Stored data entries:
------------------------

PR #2509, opened 2026-05-28
Hide MPRIS players that have nothing to play

cwelsys:
e.g. mpd with an empty queue


Purian23:
Thanks @cwelsys, added a small follow up commit to add the Artist as well. Appreciate the PR!

PR #2513, opened 2026-05-28
Add DoNotDisturb & IdleInhibitor Indicators for the ControlCenterButton widget + Add optional icon to KeyboardLayoutName widget

euletheia:
## Why

These icons do not serve the same purpose as their widget counter-parts : they are merely indicators, either reflecting a particular state of the desktop or completely absent.

They help unclutter the bar and adapt nicely to a keyboard-centric workflow, while serving as a reminder that their related buttons can be accessed (if configured) via the control center.

ControlCenterIndicatorsSettings

ControlCenterIndicator

---

### Adjustments

- Maybe the keyboard icon wasn't missing, but it felt like it to me (just having big letters without context made me shiver).
KbdLayoutIcon

KbdLayoutIconOLD

- The option to toggle inline expansion for system tray was not completely readable so I adjusted the width of the popup. 
SystemTraySettingsOLD
SystemTraySettings

### DIFF
--- a/quickshell/Common/SettingsData.qml
+++ b/quickshell/Common/SettingsData.qml
@@ -316,6 +316,7 @@ Singleton {
     property bool controlCenterShowPrinterIcon: false
     property bool controlCenterShowScreenSharingIcon: true
     property bool controlCenterShowIdleInhibitorIcon: false
+    property bool controlCenterShowDoNotDisturbIcon: false
     property bool showPrivacyButton: true
     property bool privacyShowMicIcon: false
     property bool privacyShowCameraIcon: false
--- a/quickshell/Common/SettingsData.qml
+++ b/quickshell/Common/SettingsData.qml
@@ -315,6 +315,7 @@ Singleton {
     property bool controlCenterShowBatteryIcon: false
     property bool controlCenterShowPrinterIcon: false
     property bool controlCenterShowScreenSharingIcon: true
+    property bool controlCenterShowIdleInhibitorIcon: false
     property bool showPrivacyButton: true
     property bool privacyShowMicIcon: false
     property bool privacyShowCameraIcon: false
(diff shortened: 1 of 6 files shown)


purian23 (changes requested):
Thanks for the PR!

I see you added a keyboard icon to the horizontal Keyboard Layout widget. The issue is it's shown unconditionally with no user setting to disable it.  We either need to add a persistent toggle option similar to compact mode or remove it for now. 

Additional notes:
Register `controlCenterShowIdleInhibitorIcon` and `controlCenterShowDoNotDisturbIcon` in `SettingsSpec.js`, otherwise they won't persist. 

Add `showDoNotDisturbIcon` to the keys array in `WidgetsTabSection.qml` serialize path (it's present in `WidgetsTab.qml` but missing from the section copy).

The CC indicator feature itself looks good once persistence/serialization is fixed.

euletheia:
I've added an options context menu for the Keyboard Layout widget and a switch to toggle the icon per widget instance.

Purian23:
@euletheia Thanks for addressing the previous feedback. The CC indicators and the keyboard icon toggle look good. Please align the CC indicator defaults between `SettingsData.qml` and `SettingsSpec.js` (both should be false).

In the future, let's not add in additional non-scoped commits after a review has already been done.
The fix(PrivacyIndicator) commit doesn't belong in this PR. More importantly, the handler change looks incomplete: privacy settings are global (`SettingsData` + `PrivacyIndicator`), but the commit writes per-widget `privacyShowMicIcon` fields that nothing reads. PrivacyIndicator doesn't use `widgetData`, the context menu toggles still bind to `SettingsData`, and the new fields aren't in cloneWidgetData's keys so they won't persist reliably.

purian23 (approved):
Thanks for fixing it up, ensure you request a re-review once you changes are in so maintainers can move forward.

euletheia:
Sorry for the additional commit, that was not intended.

My apologies for the clumsy PR and thank you very much for your patience :pray:

Issue #2491, opened 2026-05-25
IPC option for managing power profiles


DBTDerpbox:
### Feature Description

An IPC command for managing the power profiles would be nice to have instead of having to go and manually open the menu every time

### Use Case

I came from KDE and got very used to pressing `Super+B` to quickly change power profiles without having to go manually open its menu and would like to recreate the behavior in DMS

I would bind `Mod+B` to `dms ipc powerprofile cycle` to easily switch between them

### Compositor(s)

All compositors

### Proposed Solution

Something along the lines of `dms ipc powerprofile [option]` with the options being `close, open, toggle, list, set, cycle`
You would be able to open the power profile menu and also change which one is set with IPC
Since there are 3 options, I think there should be an option to change them in order with `cycle` so you could go from `Power Saver` -> `Balanced` -> `Performance` and then back to `Power Saver` by sending a single command repeatedly

### Alternatives/Existing Solutions

I know you can do this with stuff like `busctl`, but DMS isn't aware of these changes so it won't show a popup indicating that it got changed, and the menu will have outdated information until you manually update it in DMS's power profile menu

hthienloc:
@DBTDerpbox The PR has been merged, so you can check it out. I forgot to let you know earlier.

PR #2515, opened 2026-05-28
feat(ipc): add native powerprofile target for power profiles management

hthienloc:
## What
Added a native `powerprofile` target to the DMS IPC system (`DMSShellIPC.qml`), supporting `open`, `close`, `toggle`, `list`, `set`, and `cycle` functions.

## Why
Addresses #2491. Provides an elegant, native command-line interface to read, write, and cycle power profiles (via `power-profiles-daemon` D-Bus integration) without depending on external tools like `busctl` or `powerprofilesctl`, keeping DMS state synced and triggering OSD notifications natively.

## How Tested
Validated syntactical correctness with `qmllint`. Verified that `dms ipc` successfully connects and registers the new `powerprofile` target.

image

### DIFF
--- a/quickshell/DMSShell.qml
+++ b/quickshell/DMSShell.qml
@@ -1185,6 +1185,24 @@ Item {
         }
     }
 
+    LazyLoader {
+        id: powerProfileModalLoader
+
+        active: false
+
+        PowerProfileModal {
+            id: powerProfileModal
+
+            Component.onCompleted: {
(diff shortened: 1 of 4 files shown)


Purian23:
Thanks for the PR, I'm going to add a status call on these similar to those of brightness status etc. Then we'll need to update the [danklinux docs](https://danklinux.com/docs/dankmaterialshell/keybinds-ipc) 

Edit: 
The docs have been updated.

------------------------

§ **Assigned task**
Each line that holds the string "looks" is to be copied from the entries above.

§ **Task output**
The CC indicator feature itself looks good once persistence/serialization is fixed.
The fix(PrivacyIndicator) commit doesn't belong in this PR. More importantly, the handler change looks incomplete: privacy settings are global (`SettingsData` + `PrivacyIndicator`), but the commit writes per-widget `privacyShowMicIcon` fields that nothing reads. PrivacyIndicator doesn't use `widgetData`, the context menu toggles still bind to `SettingsData`, and the new fields aren't in cloneWidgetData's keys so they won't persist reliably.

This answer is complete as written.